*** Information given ***

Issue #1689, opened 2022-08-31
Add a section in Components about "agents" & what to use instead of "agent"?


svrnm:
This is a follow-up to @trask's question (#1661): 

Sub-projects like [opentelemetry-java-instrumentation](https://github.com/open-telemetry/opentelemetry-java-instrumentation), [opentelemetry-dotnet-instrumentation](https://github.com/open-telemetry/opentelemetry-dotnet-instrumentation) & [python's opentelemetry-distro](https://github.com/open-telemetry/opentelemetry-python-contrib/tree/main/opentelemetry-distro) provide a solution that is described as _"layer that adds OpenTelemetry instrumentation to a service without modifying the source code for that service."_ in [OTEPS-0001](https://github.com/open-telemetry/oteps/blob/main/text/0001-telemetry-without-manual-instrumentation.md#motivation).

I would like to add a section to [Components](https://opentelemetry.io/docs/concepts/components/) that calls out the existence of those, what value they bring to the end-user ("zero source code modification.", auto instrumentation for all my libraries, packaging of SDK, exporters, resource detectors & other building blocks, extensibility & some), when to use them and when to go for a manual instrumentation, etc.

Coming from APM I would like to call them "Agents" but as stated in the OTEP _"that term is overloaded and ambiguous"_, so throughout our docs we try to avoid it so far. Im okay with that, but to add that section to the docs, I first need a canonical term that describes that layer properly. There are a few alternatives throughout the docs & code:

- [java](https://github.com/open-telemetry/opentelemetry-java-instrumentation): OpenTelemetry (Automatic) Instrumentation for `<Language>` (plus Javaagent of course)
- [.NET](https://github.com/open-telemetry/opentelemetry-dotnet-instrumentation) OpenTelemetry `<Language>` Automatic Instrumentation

***

## Action item
A faithful, word-for-word transcription of the data above is required.

## Response
Issue #1689, opened 2022-08-31
Add a section in Components about "agents" & what to use instead of "agent"?


svrnm:
This is a follow-up to @trask's question (#1661): 

Sub-projects like [opentelemetry-java-instrumentation](https://github.com/open-telemetry/opentelemetry-java-instrumentation), [opentelemetry-dotnet-instrumentation](https://github.com/open-telemetry/opentelemetry-dotnet-instrumentation) & [python's opentelemetry-distro](https://github.com/open-telemetry/opentelemetry-python-contrib/tree/main/opentelemetry-distro) provide a solution that is described as _"layer that adds OpenTelemetry instrumentation to a service without modifying the source code for that service."_ in [OTEPS-0001](https://github.com/open-telemetry/oteps/blob/main/text/0001-telemetry-without-manual-instrumentation.md#motivation).

I would like to add a section to [Components](https://opentelemetry.io/docs/concepts/components/) that calls out the existence of those, what value they bring to the end-user ("zero source code modification.", auto instrumentation for all my libraries, packaging of SDK, exporters, resource detectors & other building blocks, extensibility & some), when to use them and when to go for a manual instrumentation, etc.

Coming from APM I would like to call them "Agents" but as stated in the OTEP _"that term is overloaded and ambiguous"_, so throughout our docs we try to avoid it so far. Im okay with that, but to add that section to the docs, I first need a canonical term that describes that layer properly. There are a few alternatives throughout the docs & code:

- [java](https://github.com/open-telemetry/opentelemetry-java-instrumentation): OpenTelemetry (Automatic) Instrumentation for `<Language>` (plus Javaagent of course)
- [.NET](https://github.com/open-telemetry/opentelemetry-dotnet-instrumentation) OpenTelemetry `<Language>` Automatic Instrumentation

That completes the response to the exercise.